Will I get results with 5, 8, 10 lb weights?

fitgoddess

Cathlete
Muscle Max is my 1st Cathe workout (I have been Firming for years). I just previewed Muscle Max, and noticed that, unlike the Firm, there are lots more reps on some exercises, and lots of exercises that do more than 1 set, etc.

I'm going to start out with the shorter premixes for a couple of weeks, but I also was thinking that I could make it through the whole workout if I lowered my weights. For example, with the Firm, I am up to 10 lbs in each hand for bicep work....but I don't think I could ever make it through Muscle Max biceps using the 10s. If I dropped down to 5s in each hand for biceps as I am starting out with Cathe, am I wasting my time, or will I still get results? Or, should I keep with the 10s, but only do a fraction of the reps?
 
The best thing to do is what you feel safe doing. If you think you're going to overwork a muscle and risk injury, then don't! Try the weights you suggested and see how they feel. If you think you can go heavier next time, then go for it. But don't forget that in order to build muscle mass, you do need to challenge yourself.

One thing I do if I want to work up to heavier weights is to start with the heavier set of dumbbells and go until I reach my limit at that weight. I keep a set of lighter weights close by and ready, and I switch out in the middle of the reps. I miss a rep or two during the switch, but it's no big deal.
 
I'd start with the 10, if I were you, and continue as long as I could with good form (emphasis, on good form). Then I'd drop to the 8, then, if needed, drop down to the 5. Next time, you'll be able to go a little longer with the 10, and longer the next, etc. Or, even better, I'd give myself longer breaks between sets to let the muscle rest and recover more. Actually, that's what I'm doing now as I get back into shape. Personalize the workout for you. :)

However, I'm the first to admit that I'm not an expert. :)

Basically, you gotta get in there and expirement and see what works for yourself. You can keep asking 'what if' and 'will I' 's again and again, but....it's your body and you need to see how your body responds physically and how your mind responds mentally.
 
If the weights feel heavy enough for you at this time (ie: the last 2-3 reps of each set are challenging), then you will make progress. All of us started with lighter weights: 5#, 8# and 10# is where I was at when I started with Cathe, but I gradually added heavier and heavier weights as I got stronger.

Use your first MM workout as a test workout. Write down the exercises(find them by chaptering forward) in a notebook (a spiral binder works fine) and the weights you think you will use on the exercise. Then, when doing the actual workout, note whether you could up in weight on certain exercies or not. If there is more than one set of an exercise, you can change weights during the workout, increasing or decreasing on your secoond set as needed.

As for the specific exercise you mentioned--bicep curls--why drop from 10 to 5? Why not try 8#? If you don't get as many reps as Cathe and the crew, that's fine: you can work up to it.
 
Personally, I prefer to do all the reps with as heavy a weight as I can handle, rather than just doing some of the reps with a heavier weight. To my mind, if you're going to go heavier and do fewer reps, you might as well do a different workout. Does that make sense?

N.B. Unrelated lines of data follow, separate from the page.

PR #9526, opened 2018-09-11
Improve P2P discovery

### LINKED ISSUE #9549: Network fragmentation on Ropsten?
- **Parity Ethereum version**: 2.0.5, 2.1.0
- **Operating system**: Linux, Ubuntu
- **Fully synchronized**: no
- **Network**: ropsten
- **Restarted**: yes

I can't sync ropsten with either `beta` or `stable`, looks like a peering issue, I can only find 3-4 Parity peers and sync is stuck at block `599_264`, list of unique peers after two days running from two different clients on Ropsten:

I don't think it matters if your dumbbells are 5 lbs. when Cathe is using 20 lbs., as long as you struggle to do those last few reps, you are at the right weight for you, and that's all that matters.
 
Bear in mind also that you will always need these weights, no matter how heavy you eventually end up lifting. Smaller muscle groups need smaller weights and especially if it is an endurance workout rather than a strength workout, 5 pounds for triceps will still be challenging!

I would do what Kathryn suggests: try the workout a few times with different weights to work out which ones are appropriate for you. It's the only way to know what you should be lifting.

Cathe's Pyramid Upper Body workout will require the use of all of these weights!